Gabriela
Gabriela
Sep 9, 2018 · 2 min read

Aquele que importa

(texto para pessoas que não gostam tanto de redes sociais)

Em tempos de WhatsApp, Instagram e de (talvez um pouco já falecido) Facebook, a conexão entre as pessoas chegou a um novo patamar.

Que atire a primeira pedra aquele que nunca entrou no caos do Tinder. Arrumar alguém em potencial tem sido cada vez uma tarefa mais difícil. Depois de três horas do match, já tem que ter passado o telefone, se não aquilo nunca vai sair do celular para a vida real. (Vida real?)

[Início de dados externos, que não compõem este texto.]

PR #536, opened 2023-12-24
fix(nepnep): unescape html entities in manga title

GameFuzzy:
Checklist:


src/rust/en.nepnep/res/source.json
Skittyblock, line 1: formatting should be reverted, just bump the version

Skittyblock (approved):

PR #541, opened 2024-01-05
update neoxscans(now nexoscans)

julioreigen:
They changed their website name and URL, with this PR the source will work normally.
New URL: http://nexoscans.com

Checklist:


src/rust/madara/sources/nexoscans/res/source.json
```diff
@@ -1,10 +1,10 @@
 {
 	"info": {
-		"id": "pt-br.neoxscans",
+		"id": "pt-br.nexoscans",
```
Skittyblock, line 3: > Did not change id even if a source's name or language were changed

even thought the name changed, the id should stay the same that people can still update their old source.

julioreigen: Done!

Skittyblock (approved):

Mas, e depois de já ter criado laços íntimos e de ter ido para a “vida real”? Como as relações continuam a sua construção?

Um “visualizado e não respondido” é motivo para uma briga de uma semana. Imagina só, alguém demorar tanto assim para responder?! Só pode ter perdido o interesse. O que será que eu fiz de errado? Como não cometer o mesmo erro da próxima vez?

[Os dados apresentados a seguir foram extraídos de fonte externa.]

PR #544, opened 2024-01-08
removed the random aidoku cli exe that i had

AGoodNub:
Checklist:


Skittyblock:
It doesn't look like the exe file actually got removed in this PR. I think you need to reset your branch and then make your changes so that there's just one commit, rather than reusing your branch from your old PR.

Skittyblock:
fixed in 0a6a7ee38582264a51eb1bdee42bec9daba0b73f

No meu caso, eu namoro um cara que odeia redes sociais. Ele mal usa o WhatsApp, não tem Facebook nem Instagram, e conviver com essa realidade que apareceu para mim, é uma tarefa não muito fácil às vezes.

Antigamente com os “contatinhos”, era sempre, pelo menos, um 'bom dia' e 'boa noite’. Mas, então, como assim com o MEU namorado não tem nada disso? Como assim não posso ter uma vida de relacionamento dentro do meu celular?

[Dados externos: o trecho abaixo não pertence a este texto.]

PR #562, opened 2024-01-22
fix(comick): genres not loading

### LINKED ISSUE #530: ComicK missing manga metadata
https://github.com/Skittyblock/aidoku-community-sources/blob/3a95a55bcd00c2f1c3e860eafc33dbfea027f6ff/src/rust/multi.comick/src/parser.rs#L221C6-L221C6

When parsing the listing, only the title is loaded, this ends up with all of the comick manga being empty. No further information available even after refreshing metadata.

daarkdemon:
Checklist:

Fixes #530

### DIFF
--- a/src/rust/multi.comick/src/lib.rs
+++ b/src/rust/multi.comick/src/lib.rs
@@ -10,7 +10,7 @@ use aidoku::{
 pub mod helper;
 pub mod parser;
 
-const BASE_URL: &str = "https://comick.cc";
+const BASE_URL: &str = "https://comick.io";
 const API_URL: &str = "https://api.comick.fun";
 
 #[get_manga_list]
--- a/src/rust/multi.comick/src/lib.rs
+++ b/src/rust/multi.comick/src/lib.rs
@@ -10,8 +10,8 @@ use aidoku::{
 pub mod helper;
 pub mod parser;
 
-const BASE_URL: &str = "https://comick.cc";
-const API_URL: &str = "https://api.comick.cc";
+const BASE_URL: &str = "https://comick.fun";
+const API_URL: &str = "https://api.comick.fun";
 
 #[get_manga_list]
 fn get_manga_list(filters: Vec<Filter>, page: i32) -> Result<MangaPageResult> {
--- a/src/rust/multi.comick/src/lib.rs
+++ b/src/rust/multi.comick/src/lib.rs
@@ -10,7 +10,7 @@ use aidoku::{
 pub mod helper;
 pub mod parser;
 
-const BASE_URL: &str = "https://comick.fun";
+const BASE_URL: &str = "https://comick.cc";
 const API_URL: &str = "https://api.comick.fun";
 
 #[get_manga_list]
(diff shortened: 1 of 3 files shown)


src/rust/multi.comick/src/parser.rs
```diff
@@ -148,7 +148,7 @@ pub fn parse_manga_list(
 		}
 		Ok(MangaPageResult {
 			manga: mangas,
-			has_more: false,
+			has_more: true,
```
Skittyblock, line 151: this shouldn't always be true, otherwise it'll loop infinitely. you need to have a check (e.g. if `mangas` is empty) to see if there are more or not.

Skittyblock (changes requested):
in the future I would probably enforce not using `expect`, since it should only ever be used if you are fully certain it should never be triggered, and since sites change so much it can happen, but it's fine for now until 0.7.

src/rust/multi.comick/src/parser.rs
daarkdemon: fiixed please check now

src/rust/multi.comick/src/lib.rs
```diff
@@ -10,8 +10,8 @@ use aidoku::{
 pub mod helper;
 pub mod parser;
 
-const BASE_URL: &str = "https://comick.cc";
-const API_URL: &str = "https://api.comick.cc";
+const BASE_URL: &str = "https://comick.fun";
+const API_URL: &str = "https://api.comick.fun";
```
Skittyblock, line 14: why did you change back to the old `.fun` domain? `.cc` is the new one

src/rust/multi.comick/src/parser.rs
```diff
@@ -106,12 +106,12 @@ pub fn parse_manga_list(
...
 		);
 		let mut mangas: Vec<Manga> = Vec::new();
-		let json = Request::new(&url, HttpMethod::Get)
+		let json = Request::new(url, HttpMethod::Get)
 			.json()
 			.expect("Failed to load JSON")
 			.as_array()
 			.expect("Failed to get json as array");
-		for data in json {
+		for data in json.clone() {
```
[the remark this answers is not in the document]
daarkdemon: Still the clone() will be used for that variable ?

src/rust/multi.comick/src/lib.rs
daarkdemon: It is mentioned in API docs to use  `.fun` for api and `.cc` for website

image

src/rust/multi.comick/src/parser.rs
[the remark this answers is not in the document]
daarkdemon: Resolved

src/rust/multi.comick/src/lib.rs
Skittyblock: shouldn't `BASE_URL` be `.cc`?

daarkdemon:
@Skittyblock any update?

src/rust/multi.comick/src/lib.rs
```diff
@@ -11,7 +11,7 @@ pub mod helper;
 pub mod parser;
 
 const BASE_URL: &str = "https://comick.cc";
```
Skittyblock, line 13: #598 
```suggestion
const BASE_URL: &str = "https://comick.io";
```

Skittyblock (approved):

Não temos fotos em redes sociais, não temos o famigerado “em um relacionamento sério”, e muito menos posso contar com o “bom dia” e “boa noite” todos os dias.

Inicialmente, alguém da minha idade pensaria que isso está errado, que deveria ser mudado. Como assim, um casal não conversar todos os dias o dia inteiro? Internet serve para quê, então?

Até que a gente se atenta ao que antigamente valia: a presença pessoal. Aquilo de se ver, sabe? De segurar as mãos e dormir de conchinha depois do sexo.

Não quero ser a chata que critica a tecnologia, muito pelo contrário, sem ela este texto sequer existiria. Mas eu quero me atentar a algo fundamental: o quanto as redes sociais prejudicam os relacionamentos?

Com o meu namorado aprendi que muitas brigas são criadas por não sabermos a entonação exata do outro atrás da tela. Aprendi que nem todo mundo vai estar afim de um “bom dia” e “boa noite” diariamente (muitas vezes até mecânico). E aprendi que amor, carinho, afeto e atenção vão além de juras de amor às vistas de todos que te seguem e dão um like.

Eu me lembro sempre da minha antiga colega de quarto, que se mantia em um relacionamento tóxico, mas que no Instagram era tão perfeito, com viagens, jantares e presentes.

Não significa que um relacionamento que se abstenha de redes sociais seja o ideal ou o mais perfeito.

Só significa que não precisamos de redes sociais para amar e ser amado. Nós podemos eternizar os momentos felizes sem um story ou status. Pode acreditar. É algo surreal, mas é verdade.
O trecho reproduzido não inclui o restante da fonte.